Go over the data and copy out each line with "MoveIrLoc" in it.

### Stored data
= Beginning of Section =

PR #5204, opened 2020-07-20
[JSON-RPC] Add tiered/received mint event to DD account role view

moeziniaf:
## Motivation

Right now, there are MintEvents which are used for global mints. We would like to give a keyed indexed to DDs with the specific ability to track tiered mint events which deposit to their accounts.
Here, we expose this event key in the DD Role view to allow DDs and AOS to tail these events.
Additionally, we expose these events on the TransactionView in the get_transactions API

## Test Plan

get_transactions RPC

https://github.com/libra/libra/pull/5001 also edits the DD account view role

```curl http://localhost:60359 -X POST -H "Content-Type: application/json" --data '{"jsonrpc":"2.0","method":"get_account","params":["000000000000000000000000000000dd"],"id":1}'```

```..."role":{"designated_dealer":{"base_url":"https://libra.org","compliance_key":"93ea047fc05d19fa589593cdeaec2a0392a6bbe927f55eb2876c3349ddf0a752","expiration_time":18446744073709551615,"human_name":"moneybags","received_mints_events_key":"0000000000000000000000000000000000000000000000dd"}},... ```

### CODE REVIEW

File: json-rpc/types/src/views.rs [hunk 1]
```diff
@@ -64,6 +65,7 @@ pub enum AccountRoleView {
         base_url: String,
         expiration_time: u64,
         compliance_key: BytesView,
+        received_mints_key: BytesView,
```
thefallentree, line 68: received_mints_events_key

moeziniaf:
RFR!

json-rpc/types/src/views.rs
```diff
@@ -66,6 +67,7 @@ pub enum AccountRoleView {
         expiration_time: u64,
         compliance_key: BytesView,
         preburn_balances: Vec<AmountView>,
+        received_mints_events_key: BytesView,
```
tzakian, line 70: Nit: 
```suggestion
        received_mint_event_key: BytesView,
```
That or `received_mint_events_key` whichever makes more sense to you.

PR #5210, opened 2020-07-20
[cluster-test][node launcher] remove delete_data parameter.

changyonghu:
Related Issue: #5063

### DIFF
--- a/testsuite/cluster-test/src/cluster_swarm/cluster_swarm_kube.rs
+++ b/testsuite/cluster-test/src/cluster_swarm/cluster_swarm_kube.rs
@@ -153,7 +153,6 @@ impl ClusterSwarmKube {
         seed_peer_ip: &str,
         safety_rules_addr: &str,
         cfg_overrides: &str,
-        delete_data: bool,
     ) -> Result<Pod> {
         let cfg_fullnode_seed = if num_fullnodes > 0 {
             CFG_FULLNODE_SEED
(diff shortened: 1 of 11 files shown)


testsuite/cluster-test/src/cluster_swarm/cluster_swarm_kube.rs
```diff
@@ -642,16 +632,38 @@ impl ClusterSwarmKube {
...
-        &self,
-        instance_config: InstanceConfig,
-        delete_data: bool,
-    ) -> Result<Instance> {
-        self.upsert_node(instance_config, delete_data).await
+    async fn spawn_new_instance(&self, instance_config: InstanceConfig) -> Result<Instance> {
+        self.upsert_node(instance_config).await
+    }
+
+    async fn clean_data(&self, instance_config: &InstanceConfig) -> Result<()> {
```
andll, line 659: I think it would be better to change this method to just accept node, instead of instance.
In conjunction with your previous PR this also should be easy to call, since you will have a node in cluster builder

changyonghu: Yes, that is what I plan to do once the previous pr is approved.

changyonghu:
> Code looks good, but please confirm that delete_data actually deletes data:
> 
> * Run recovery experiment on master and on this PR
> * Observe state sync version counter, to confirm it dips to low values during recovery experiments on this PR. Use same experiment on master as a guideline on what this dip looks like

Confirmed.
Test Plan: 

> Code looks good, but please confirm that delete_data actually deletes data:
> 
> * Run recovery experiment on master and on this PR
> * Observe state sync version counter, to confirm it dips to low values during recovery experiments on this PR. Use same experiment on master as a guideline on what this dip looks like

Confirmed. 
Test Plan:
Add time delay during recovery_time experiment. Evidence:  /opt/libra/data/event.log decreased during restarting and time record of /opt/libra/data/fluent-bit.conf is updated during restarting.

PR #5213, opened 2020-07-20
Add libra_chain_id for all JSONRPC Response

thefallentree:
This will allow client to detect it has connect to the right fullnode.

### DIFF
--- a/json-rpc/src/runtime.rs
+++ b/json-rpc/src/runtime.rs
@@ -9,10 +9,10 @@ use crate::{
 use futures::future::join_all;
 use libra_config::config::{NodeConfig, RoleType};
 use libra_json_rpc_types::views::{
-    JSONRPC_LIBRA_LEDGER_TIMESTAMPUSECS, JSONRPC_LIBRA_LEDGER_VERSION,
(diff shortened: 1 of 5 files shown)


json-rpc/src/runtime.rs
```diff
@@ -93,6 +102,7 @@ async fn rpc_endpoint(
     data: Value,
     service: JsonRpcService,
     registry: Arc<RpcRegistry>,
+    chain_id: ChainId,
```
christinacelee, line 105: can we store chain_id in JsonRpcService instead?

thefallentree: yeah, good idea, fixed.

json-rpc/src/tests/unit_tests.rs
```diff
@@ -189,6 +189,7 @@ fn test_json_rpc_protocol() {
     let data: JsonMap = resp.json().unwrap();
     assert!(data.get(JSONRPC_LIBRA_LEDGER_VERSION).is_some());
     assert!(data.get(JSONRPC_LIBRA_LEDGER_TIMESTAMPUSECS).is_some());
+    assert!(data.get(JSONRPC_LIBRA_CHAIN_ID).is_some());
```
christinacelee, line 192: can we go further and check that chain_id == ChainId::test?

thefallentree: done.

PR #5216, opened 2020-07-20
[move prover] add constant support in specs

emmazzz:
## Motivation

This PR added support for constants in specifications so now users can use constants defined in the module in specs as well.

I also changed the source map for constants from `BTreeMap<TableIndex, Vec<ConstantName>>` to  `BTreeMap<ConstantName, TableIndex>`. This way it's easier to retrieve the value of a constant by its name.
 
Yes.

## Test Plan

Added a test case `consts.move`.

### DIFF
--- a/language/move-prover/spec-lang/src/env.rs
+++ b/language/move-prover/spec-lang/src/env.rs
@@ -200,6 +200,10 @@ pub struct FunId(Symbol);
 #[derive(Debug, PartialEq, Eq, PartialOrd, Ord, Hash, Clone, Copy)]
 pub struct SchemaId(Symbol);
 
+/// Identifier for a constant.
+#[derive(Debug, PartialEq, Eq, PartialOrd, Ord, Hash, Clone, Copy)]
+pub struct ConstId(Symbol);
+
 /// Identifier for a specification function, relative to module.
 #[derive(Debug, PartialEq, Eq, PartialOrd, Ord, Hash, Clone, Copy)]
 pub struct SpecFunId(RawIndex);
@@ -255,6 +259,16 @@ impl StructId {
 }
 
 impl FieldId {
+    pub fn new(sym: Symbol) -> Self {
+        Self(sym)
+    }
+
+    pub fn symbol(self) -> Symbol {
+        self.0
+    }
+}
+
+impl ConstId {
     pub fn new(sym: Symbol) -> Self {
         Self(sym)
     }
--- a/language/move-prover/spec-lang/src/translate.rs
+++ b/language/move-prover/spec-lang/src/translate.rs
@@ -19,7 +19,8 @@ use num::{BigUint, FromPrimitive, Num};
 use regex::Regex;
 
 use bytecode_source_map::source_map::SourceMap;
-use move_ir_types::location::Spanned;
+use move_core_types::value::MoveValue;
+use move_ir_types::{ast::ConstantName, location::Spanned};
 use move_lang::{
     compiled_unit::{FunctionInfo, SpecInfo},
     expansion::ast as EA,
@@ -30,7 +31,7 @@ use move_lang::{
 };
 use vm::{
     access::ModuleAccess,
-    file_format::{FunctionDefinitionIndex, StructDefinitionIndex},
+    file_format::{Constant, FunctionDefinitionIndex, StructDefinitionIndex},
     views::{FunctionHandleView, StructHandleView},
     CompiledModule,
 };
@@ -42,9 +43,9 @@ use crate::{
         SpecVarDecl, Value,
     },
     env::{
-        FieldId, FunId, FunctionData, GlobalEnv, Loc, ModuleId, MoveIrLoc, NodeId, QualifiedId,
-        SchemaId, SpecFunId, SpecVarId, StructData, StructId, TypeConstraint, TypeParameter,
-        CONDITION_GLOBAL_PROP, CONDITION_INJECTED_PROP, SCRIPT_BYTECODE_FUN_NAME,
+        ConstId, FieldId, FunId, FunctionData, GlobalEnv, Loc, ModuleEnv, ModuleId, MoveIrLoc,
+        NodeId, QualifiedId, SchemaId, SpecFunId, SpecVarId, StructData, StructId, TypeConstraint,
+        TypeParameter, CONDITION_GLOBAL_PROP, CONDITION_INJECTED_PROP, SCRIPT_BYTECODE_FUN_NAME,
     },
     project_1st, project_2nd,
     symbol::{Symbol, SymbolPool},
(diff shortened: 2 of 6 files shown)


language/move-prover/spec-lang/src/env.rs
```diff
@@ -599,13 +613,15 @@ impl GlobalEnv {
     /// Adds a new module to the environment. StructData and FunctionData need to be provided
     /// in definition index order. See `create_function_data` and `create_struct_data` for how
     /// to create them.
+    #[allow(clippy::too_many_arguments)]
```
emmazzz, line 616: Apparently clippy doesn't allow functions to have more than 13 arguments.

language/move-prover/spec-lang/src/env.rs
```diff
@@ -1940,3 +1976,58 @@ impl<'env> FunctionEnv<'env> {
...
+        self.data.type_.clone()
+    }
+
+    pub fn get_value(&self) -> Value {
+        let const_ = self.module_env.get_constant(self.data.idx);
+        let move_value = self.module_env.get_constant_value(const_);
+        Self::translate_from_move_value(&move_value)
+    }
+
+    fn translate_from_move_value(value: &MoveValue) -> Value {
```
emmazzz, line 2012: I'm not sure if here is the best place to put this function.

language/move-prover/spec-lang/src/env.rs
```diff
@@ -1940,3 +1976,58 @@ impl<'env> FunctionEnv<'env> {
...
+#[derive(Debug, Clone, PartialEq)]
+pub struct ConstantData {
+    pub loc: Loc,
+    pub name: Symbol,
+    pub type_: Type,
+    pub idx: ConstantPoolIndex,
+}
+
+#[derive(Debug, Clone)]
+pub struct ConstantEnv<'env> {
```
wrwg, line 1989: I don't think you actually need a ConstantEnv. The XEnv idiom is used if there is something to lookup about, like e.g. it's a struct, and its fields. You can just have

```
pub fn get_constant(&self, id: ConstantId) -> &ConstantDecl
pub fn get_constants(&self) -> &[ConstantDecl]
```

language/move-prover/spec-lang/src/env.rs
wrwg: I would put the ast::Value already in the ConstantDecl, then do the translation in `translate.rs`. There should be already functions inside this module to map MoveValue to ast::Value.

language/move-prover/spec-lang/src/translate.rs
```diff
@@ -140,6 +142,14 @@ struct FunEntry {
     result_type: Type,
 }
 
+#[derive(Debug, Clone)]
+struct ConstEntry {
+    loc: Loc,
+    module_id: ModuleId,
+    const_id: ConstId,
+    signature: Type,
```
wrwg, line 150: Do not call types 'signature', we don't use that naming in this code. Call it `ty: Type`.

Also I'm wondering why we don't inline constants already here in translate.rs, and never add them to the GlobalEnv. This would be much easier:

1. Attach the translated ast::Value to ConstEntry
2. Populate the ConstEntry during decl_ana.
3. During def_ana, when expressions are translated, if you come along a name which resolves as a ConstEntry, just inline its value.

There is little merit to us to have the ConstDecls available in subsequent phases. This would simplify this implementation significantly.

language/move-prover/spec-lang/src/env.rs
```diff
@@ -1069,6 +1089,22 @@ impl<'env> ModuleEnv<'env> {
             })
     }
 
+    /// Returns iterator over ConstantEnvs in this module.
+    pub fn get_constants(&'env self) -> impl Iterator<Item = ConstantEnv<'env>> {
+        self.clone().into_constants()
+    }
+
+    /// Returns iterator over FunctionEnvs in this module.
```
wrwg, line 1097: comment c&p

language/move-prover/spec-lang/src/env.rs
emmazzz: I don't actually see such function in `translate.rs`. `translate.rs` deals with values of type `EA::Value` and translates them to `ast::Value`.

language/move-prover/spec-lang/src/translate.rs
emmazzz: Yeah we could do what you suggested. I thought maybe it would be nice to still have the names of the constants at Boogie level. Since you think there's little merit to it, I'll change it.

wrwg: Note, just a suggestion.

language/move-prover/spec-lang/src/env.rs
wrwg: There is ExprTranslator::translate_value.

emmazzz: `ExpTranslator:: translate_value` translates `EA::Value`, not `MoveValue`

language/move-prover/spec-lang/src/translate.rs
emmazzz: Right I think your suggestion makes sense. There's no need to carry constant name all the way down.

language/move-prover/spec-lang/src/translate.rs
```diff
@@ -900,18 +934,57 @@ impl<'env, 'translator> ModuleTranslator<'env, 'translator> {
...
 
+    fn decl_ana_const(
+        &mut self,
+        name: &PA::ConstantName,
+        def: &EA::Constant,
+        compiled_module: &CompiledModule,
+        source_map: &SourceMap<MoveIrLoc>,
+    ) {
+        let qsym = self.qualified_by_module_from_name(&name.0);
+        let name = self.symbol_pool().make(&name.0.value);
```
wrwg, line 965: nit: let name = qsym.symbol;

language/move-prover/spec-lang/src/translate.rs
```diff
@@ -4105,6 +4186,28 @@ impl<'env, 'translator, 'module_translator> ExpTranslator<'env, 'translator, 'mo
...
+            MoveValue::U128(n) => Value::Number(BigUint::from_u128(*n).unwrap()),
+            MoveValue::Bool(b) => Value::Bool(*b),
+            MoveValue::Address(a) => Value::Address(ModuleEnv::addr_to_big_uint(a)),
+            MoveValue::Signer(a) => Value::Address(ModuleEnv::addr_to_big_uint(a)),
+            MoveValue::Vector(vs) => {
+                let b = vs
+                    .iter()
+                    .map(|v| match v {
+                        MoveValue::U8(n) => *n,
+                        _ => unimplemented!("Not yet supported constant vector value: {:?}", v),
```
wrwg, line 4203: Can this happen in reality? In that case we should do here `env.error` and not crash.

BTW, a good example if to report an error while I nearly never use static methods. As soon as you need more context for your functions you are stuck with static methods. If this would have a &self, you can add this kind of thing without any hassle.

language/move-prover/src/spec_translator.rs
```diff
@@ -1109,7 +1109,7 @@ impl<'env> SpecTranslator<'env> {
         match exp {
             Exp::Value(node_id, val) => {
                 self.set_writer_location(*node_id);
-                self.translate_value(*node_id, val);
+                self.translate_value(val);
```
wrwg, line 1112: ... I also pass information to functions even if its not needed right now. Say translate_value would need to report an error, then it needs node_id to get the location where to report the error...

= End of Section =

### Task result
-        FieldId, FunId, FunctionData, GlobalEnv, Loc, ModuleId, MoveIrLoc, NodeId, QualifiedId,
+        ConstId, FieldId, FunId, FunctionData, GlobalEnv, Loc, ModuleEnv, ModuleId, MoveIrLoc,
+        source_map: &SourceMap<MoveIrLoc>,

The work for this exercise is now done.